IRR spinout Prothea starts lung cancer clinical trial

Medical technology company Prothea Technologies has enrolled the first patient in its Precision Lung clinical trial – a key milestone in the company’s mission to revolutionise lung cancer diagnosis and treatment.

Futuristic Medical Scan of Human Lungs with Oxygen Flow Diagram
Credit: Adobe Stock

Launched in April 2024 and co-founded by IRR’s Professor Kev Dhaliwal, Prothea is developing technologies designed to “see and treat” lung cancer in the same hospital visit – a step-change from the weeks-long pathway patients currently face.

Up to 40 patients will be recruited at the Royal Infirmary of Edinburgh, where the study will test Prothea’s novel bronchoscopy system in patients with suspicious lung lesions identified on CT scans, and who require a biopsy.

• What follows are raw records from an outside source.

PR #238, opened 2022-11-18
chore: bump version to publish

joyqvq:


fastcrypto-zkp/Cargo.toml
```diff
@@ -22,7 +22,7 @@ ark-serialize = "0.3.0"
 blst = "0.3.10"
 byte-slice-cast = "1.2.2"
 untrusted = "0.9.0"
-fastcrypto = { path = "../fastcrypto" }
+fastcrypto = "0.1.3"
```
joyqvq, line 25: currently this crate just uses the error enum from fastcrypto, ok to lag behind by one version that is definitely published.

kchalkias: but if we publish 0.1.4 why not wait and then do at 0.1.4?

joyqvq:
done via #249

Lung cancer is the UK’s third most common cancer, with more than 48,000 new diagnoses each year, and survival rates remain low. Screening programmes have increased detection of suspicious lesions, but hospitals still struggle with low biopsy yields and high false negative results. 

Prothea’s technology seeks to address these issues by combining innovative microscopic optical fibres, fluorescence imaging and biopsy instruments. The system aims to capture detailed, real-time images of tissue at a molecular level and has been designed to differentiate normal from abnormal tissue in the body. This ensures the biopsy sample is sufficient - whether for diagnostic purposes or for obtaining the molecular data essential for guiding therapies.

Despite the introduction of many new technologies in recent years there are still patients around the world whose biopsies don’t provide sufficient tissue for the pathology they require. This novel technology clearly offers something different and I hope that this study will prove to be a satisfactory basis for further clinical investigations.

We are also developing a laser ablation catheter for the treatment of lesions immediately following visualisation and biopsy. We hope that the integration of these two systems (real-time imaging and ablation) will streamline biopsy and treatment into a single hospital visit, reducing time-to-treat from weeks to minutes, thereby relieving hospital pressures and improving patient outcomes.

The Precision Lung trial will measure the safety and success of Prothea’s bronchoscopy system, including its impact on biopsy yield. Anonymised imaging data will be analysed with automated analysis algorithms developed during the study and incorporated in future software upgrades, to improve biopsy accuracy.